REQUIRED ACTION. Give back the full data character for character.

Collected data entries.
☆ ☆ ☆ ☆ ☆ ☆ ☆

PR #6508, opened 2026-06-24
Remove fastjson2 dependency from `spring-ai-azure-store`

ilayaperumalg:
- Replace the `fastjson2` dependency in `AzureVectorStore` with the Jackson 3.x `JsonMapper` to make it consistent across the usages.
  - Add tests

### DIFF
--- a/vector-stores/spring-ai-azure-store/src/main/java/org/springframework/ai/vectorstore/azure/AzureVectorStore.java
+++ b/vector-stores/spring-ai-azure-store/src/main/java/org/springframework/ai/vectorstore/azure/AzureVectorStore.java
@@ -24,8 +24,6 @@ import java.util.Map;
 import java.util.Optional;
 import java.util.stream.IntStream;
 
-import com.alibaba.fastjson2.JSONObject;
-import com.alibaba.fastjson2.TypeReference;
 import com.azure.core.util.Context;
 import com.azure.search.documents.SearchClient;
 import com.azure.search.documents.SearchDocument;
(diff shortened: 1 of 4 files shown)


vector-stores/spring-ai-azure-store/src/main/java/org/springframework/ai/vectorstore/azure/AzureVectorStore.java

☆ ☆ ☆ ☆ ☆ ☆ ☆

ANSWER.
PR #6508, opened 2026-06-24
Remove fastjson2 dependency from `spring-ai-azure-store`

ilayaperumalg:
- Replace the `fastjson2` dependency in `AzureVectorStore` with the Jackson 3.x `JsonMapper` to make it consistent across the usages.
  - Add tests

### DIFF
--- a/vector-stores/spring-ai-azure-store/src/main/java/org/springframework/ai/vectorstore/azure/AzureVectorStore.java
+++ b/vector-stores/spring-ai-azure-store/src/main/java/org/springframework/ai/vectorstore/azure/AzureVectorStore.java
@@ -24,8 +24,6 @@ import java.util.Map;
 import java.util.Optional;
 import java.util.stream.IntStream;
 
-import com.alibaba.fastjson2.JSONObject;
-import com.alibaba.fastjson2.TypeReference;
 import com.azure.core.util.Context;
 import com.azure.search.documents.SearchClient;
 import com.azure.search.documents.SearchDocument;
(diff shortened: 1 of 4 files shown)


vector-stores/spring-ai-azure-store/src/main/java/org/springframework/ai/vectorstore/azure/AzureVectorStore.java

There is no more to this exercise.